Na Guerra Fria, os espiões sentavam-se ao balcão de bares de hotéis à uma da manhã e falavam em surdina. Na Guerra de 2022, os espiões sentam-se em painéis de canais informativos à uma da manhã e berram desalmadamente. O James Bond da Wish, o George Smiley da feira, o Dusko Popov dos casinos online, Alexandre Guerreiro — antigo analista do SIED — tem surpreendido muitos pela facilidade com que tem entrado pelas nossas casas dentro. Porém, ao contrário do que é habitual nos espiões, não se esconde sorrateiramente atrás de um reposteiro, exibe-se antes com bazófia na televisão por cabo. É um modus operandi algo duvidoso, numa profissão tão dependente do recato.

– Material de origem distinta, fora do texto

PR #14395, opened 2026-04-16
backend/feat: add auto seat selection based on riderConfig

Jayanth-Parthsarathy:
## Summary by CodeRabbit

* **New Features**
  * Opt-in rider setting to auto-assign bus seats at confirmation; system selects and reserves seats for you.
  * Deterministic seat selection with up to 3 automatic retries to improve successful holds.

* **Bug Fixes**
  * Rate-limiting now consistently applies for auto-assigned bus-seat confirmations to protect booking stability.

* **Chores**
  * Persisted new rider config setting in storage and added corresponding migration.

### DIFF
--- a/Backend/app/rider-platform/rider-app/Main/src/Domain/Action/Dashboard/AppManagement/VehicleSeatLayoutMapping.hs
+++ b/Backend/app/rider-platform/rider-app/Main/src/Domain/Action/Dashboard/AppManagement/VehicleSeatLayoutMapping.hs
@@ -63,6 +63,7 @@ upsertVehicleSeatLayoutMapping merchantShortId opCity req = do
                 vehicleNo = req.vehicleNo,
                 gtfsId = req.gtfsId,
                 seatLayoutId = req.seatLayoutId,
+                seatSelectionType = req.seatSelectionType,
                 merchantId = merchant.id,
                 merchantOperatingCityId = merchantOperatingCity.id,
                 createdAt = now,
--- a/Backend/app/dashboard/CommonAPIs/spec/RiderPlatform/AppManagement/API/VehicleSeatLayoutMapping.yaml
+++ b/Backend/app/dashboard/CommonAPIs/spec/RiderPlatform/AppManagement/API/VehicleSeatLayoutMapping.yaml
@@ -3,6 +3,7 @@ imports:
   APISuccess: Kernel.Types.APISuccess
   SeatLayout: Domain.Types.SeatLayout
   VehicleSeatLayoutMapping: Domain.Types.VehicleSeatLayoutMapping
+  SeatSelectionType: Domain.Types.VehicleSeatLayoutMapping
 
 importPackageOverrides:
   Domain.Types.SeatLayout: "rider-app"
@@ -16,6 +17,7 @@ types:
     vehicleNo: Text
     gtfsId: Text
     seatLayoutId: Id SeatLayout
+    seatSelectionType: Maybe SeatSelectionType
     derive: "'HideSecrets"
 
   VehicleSeatLayoutMappingItem:
--- a/Backend/app/rider-platform/rider-app/Main/spec/API/MultiModal.yaml
+++ b/Backend/app/rider-platform/rider-app/Main/spec/API/MultiModal.yaml
@@ -43,6 +43,7 @@ imports:
   Gate: Domain.Types.Station
   FRFSTicketBookingStatus: Domain.Types.FRFSTicketBookingStatus
   Seat: Domain.Types.Seat
+  SeatSelectionType: Domain.Types.VehicleSeatLayoutMapping
   SourceType: Domain.Types.RouteStopTimeTable
   FRFSCategorySelectionReq: API.Types.UI.FRFSTicketService
   FRFSQuoteCategoryType: Domain.Types.FRFSQuoteCategoryType
@@ -336,6 +337,7 @@ types:
     position: Maybe LatLong
     serviceSubTypes: "Maybe [ServiceSubType]"
     availableSeats: Maybe Int
+    seatSelectionType: Maybe SeatSelectionType
 
   LiveVehicleInfo:
     number: Text
@@ -347,6 +349,7 @@ types:
     eta: "Maybe [BusStopETA]"
     position: LatLong
     serviceSubTypes: "Maybe [ServiceSubType]"
+    seatSelectionType: Maybe SeatSelectionType
 
   AlternateRouteDetails:
     routeCode: Text
--- a/Backend/app/rider-platform/rider-app/Main/spec/Storage/Seat.yaml
+++ b/Backend/app/rider-platform/rider-app/Main/spec/Storage/Seat.yaml
@@ -71,11 +71,17 @@ VehicleSeatLayoutMapping:
 
   derives: "Show, Generic, ToJSON, FromJSON, Eq, ToSchema"
 
+  types:
+    SeatSelectionType:
+      enum: "UNRESERVED, AUTO_ASSIGNED, USER_SELECTED"
+      derive: "HttpInstance"
+
   fields:
     id: Id VehicleSeatLayoutMapping
     vehicleNo: Text
     gtfsId: Text
     seatLayoutId: Id SeatLayout
+    seatSelectionType: Maybe SeatSelectionType
     merchantId: Id Merchant
     merchantOperatingCityId: Id MerchantOperatingCity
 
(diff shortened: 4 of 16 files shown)


Backend/app/rider-platform/rider-app/Main/src/Domain/Action/Dashboard/AppManagement/VehicleSeatLayoutMapping.hs
```diff
@@ -63,6 +63,7 @@ upsertVehicleSeatLayoutMapping merchantShortId opCity req = do
                 vehicleNo = req.vehicleNo,
                 gtfsId = req.gtfsId,
                 seatLayoutId = req.seatLayoutId,
+                seatSelectionType = Nothing,
```
khuzema786: Take this in API req, we should be able to update this through dashboard as well.

khuzema786 (dismissed):

khuzema786:

khuzema786:
I'll fetch the PR diff, description, and existing comments in parallel to build full context before reviewing.The `gh` CLI has token scope issues. Let me use the GitHub MCP tools instead.Now let me read the current state of the key file and look at surrounding context to verify my analysis.Now I have full context. Let me compile the review.I have all the information needed. Here is the complete review.

---

## PR Review: `backend/feat: add auto seat selection based on riderConfig`

**Verdict: Request changes.** The core logic is well-structured — the `SeatHoldParams` refactor, retry loop, and `assignSeatsToCategories` are clean. However, there is one critical blocker that would make the feature permanently non-functional, plus several warnings that need attention before merging.

---

### 🔴 Critical

#### 1. `seatSelectionType` can never be set via the dashboard — feature is permanently dead on arrival

`Backend/app/rider-platform/rider-app/Main/src/Domain/Action/Dashboard/AppManagement/VehicleSeatLayoutMapping.hs`

The upsert handler hardcodes `seatSelectionType = Nothing` for every new record:

```haskell
-- PR diff, upsert create path
seatSelectionType = Nothing,   -- ← always NULL
```

And the partial-update path (`updateSeatLayoutIdByVehicleNoAndGtfsId`, called for existing records) was not changed in this PR — it updates only `seatLayoutId`, never touching `seatSelectionType`.

Result: there is no API path to set `AUTO_ASSIGNED`. Every vehicle row will have `NULL`, so `shouldAutoAssignBusSeats` is always `False`, and the entire feature is inert until someone does a raw DB update. This is also the point already raised by @khuzema786 in the thread.

**Fix:** expose `seatSelectionType` in the dashboard request/spec and wire it through both the create and update paths.

---

### 🟠 Warning

#### 2. Rate limit now fires for ALL BUS trips with a `tripId`, not just seat-selection flows

`Backend/app/rider-platform/rider-app/Main/src/Domain/Action/UI/FRFSTicketService.hs`

```haskell
-- Before
when hasNonEmptySeatIds $ do
  whenJust req.tripId $ \tripId -> checkRateLimitSeatBooking ...

-- After (PR diff)
let isBusTripFlow = quote.vehicleType == Spec.BUS && isJust req.tripId
when (hasNonEmptySeatIds || isBusTripFlow) $
  whenJust req.tripId $ \tripId -> checkRateLimitSeatBooking ...
```

`isBusTripFlow` is `True` for every BUS confirm that carries a `tripId` — including `UNRESERVED` bus tickets that have no seat selection at all. The old invariant was "rate-limit only when seats are being held." The new condition is far broader. If UNRESERVED tickets can carry `req.tripId`, they will now hit the seat-booking rate limiter.

**Fix:** scope the condition to the flows that actually hold seats:
```haskell
let hasAutoAssignFlow = quote.vehicleType == Spec.BUS && isJust req.tripId
    -- only rate-limit when a seat hold will actually be attempted
when (hasNonEmptySeatIds || hasAutoAssignFlow) $
```
…but only after confirming UNRESERVED tickets never have a `tripId`. If they can, the condition needs to check `seatSelectionType` from the vehicle mapping, or restrict to the non-`UNRESERVED` enum values.

---

#### 3. `fromMaybe "" mbTripId` — silent empty-string fallback in the hot path

`Backend/app/rider-platform/rider-app/Main/src/SharedLogic/FRFSConfirm.hs`

```haskell
let tripId = fromMaybe "" mbTripId -- safe: shouldAutoAssignBusSeats guarantees isJust
```

The comment is correct *today*, but this is a logic-error time-bomb. If the guard ever changes and `shouldAutoAssignBusSeats` becomes `True` with a `Nothing` tripId, an empty string gets passed to `SeatBooking.holdSeats`, `calculateDynamicSeatHoldTTL`, and the Redis key — silently corrupting state rather than failing fast.

The codebase style uses `fromMaybeM` for exactly this pattern:
```haskell
tripId <- mbTripId & fromMaybeM (InvalidRequest "TripId not found for bus auto-seat flow")
```

---

#### 4. "Odisha" hardcoded in generic log messages — open CodeRabbit comment, still unaddressed

`Backend/app/rider-platform/rider-app/Main/src/SharedLogic/FRFSConfirm.hs`, inside `selectAndHoldWithRetries`:

```haskell
logInfo $ "FRFSConfirm:confirmAndUpsertBooking Odisha auto-seat attempt=..."
logInfo $ "FRFSConfirm:confirmAndUpsertBooking Odisha auto-seat SUCCESS ..."
logWarning $ "FRFSConfirm:confirmAndUpsertBooking Odisha auto-seat FAILED ..."
```

The feature is now gated by a per-vehicle `seatSelectionType` field, not by geography. These strings will misattribute failures in log queries the moment another city enables `AUTO_ASSIGNED`. The CodeRabbit comment flagging this (April 22) was not resolved in the final commits.

---

#### 5. Duplicate cache lookup for seat layout mapping

`Backend/app/rider-platform/rider-app/Main/src/SharedLogic/FRFSConfirm.hs`

`findByVehicleNoAndGtfsIdCached` is called twice with the same key in the auto-assign path:

1. At the top of `confirmAndUpsertBooking` to resolve `seatSelectionType` (for the guard)  
2. Again inside `getOrderedSeatIds` to resolve `seatLayoutId`

Even with Redis caching, this is two round-trips for identical data. Pass the already-fetched `mbSeatLayoutMapping` into `getOrderedSeatIds` instead:

```haskell
-- signature change
getOrderedSeatIds :: ... -> Maybe VehicleSeatLayoutMapping -> m [Id Seat.Seat]
getOrderedSeatIds tripId fromIdx toIdx quote' seatLayoutMapping' = do
  seatLayoutMapping <- seatLayoutMapping' & fromMaybeM (InvalidRequest "Seat layout mapping not found")
  let seatLayoutId = seatLayoutMapping.seatLayoutId
  ...
```

---

### 🟡 Potential Issue

#### 6. Retry loop uses a stale seat-availability snapshot

`Backend/app/rider-platform/rider-app/Main/src/SharedLogic/FRFSConfirm.hs`, `selectAndHoldWithRetries`

```haskell
orderedSeatIds <- getOrderedSeatIds ...   -- fetched once
(chosenSeatIds, holdId) <- selectAndHoldWithRetries tripId orderedSeatIds ...
-- inside: go attempt → chosen = take n (drop (attempt*n) orderedSeatIds)
```

Retries slide a window over the pre-fetched, pre-shuffled list. Under concurrent bookings the availability bitmap changes between the failed hold and the retry, so "chunk 2" in the stale list may already be taken. A CodeRabbit comment (April 16) flagged this and was marked "addressed in d0f93cd" — but the final diff still shows chunk-based retrying on a fixed list.

This is acceptable for low-concurrency rollout, but note it can exhaust all 3 retries even when enough free seats exist in a different combination. Consider refreshing availability inside `selectAndHoldWithRetries` on each retry if contention becomes a problem.

---

### 💬 Suggestion

#### 7. SQL migration file missing trailing newline

`Backend/dev/migrations-read-only/rider-app/vehicle_seat_layout_mapping.sql`

The patch ends with `\\ No newline at end of file`. Two consecutive migrations in this file now both lack a trailing newline. Minor, but worth fixing for consistent diffs.

---

### Summary

| # | Severity | File | Issue |
|---|----------|------|-------|
| 1 | 🔴 Critical | `Dashboard/AppManagement/VehicleSeatLayoutMapping.hs` | `seatSelectionType = Nothing` hardcoded — feature never activates |
| 2 | 🟠 Warning | `FRFSTicketService.hs` | Rate limit over-applied to all BUS+tripId confirms |
| 3 | 🟠 Warning | `FRFSConfirm.hs` | `fromMaybe ""` silent empty-string fallback |
| 4 | 🟠 Warning | `FRFSConfirm.hs` | "Odisha" city-specific strings in generic log messages |
| 5 | 🟠 Warning | `FRFSConfirm.hs` | Duplicate Redis lookup for same seat layout mapping |
| 6 | 🟡 Potential | `FRFSConfirm.hs` | Stale seat list in retry loop |
| 7 | 💬 Suggest | `vehicle_seat_layout_mapping.sql` | Missing trailing newline |

Items 1–4 should be addressed before merge. Items 5–7 can be done in a follow-up.

khuzema786 (approved):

Um espião que tenha um desejo incontrolável de ser figura pública é como um piloto que tem vertigens: por muito que tenhamos compaixão pela patologia, é difícil acreditar que seja bom no seu trabalho. Mais, porque é que um ex-espião haveria de ter a ambição de se tornar comentador televisivo? É que a espionagem é um ramo cool, ao passo que o "comentariado" é um setor muito pouco sexy. Nenhuma criança do recreio diz “quando for grande quero ser comentador residente de um canal informativo”. Ser espião é um emprego que tens de esconder da família, já ser comentador residente num canal informativo é um emprego que queres esconder da família (algo que que é impossível, pois és comentador residente num canal informativo).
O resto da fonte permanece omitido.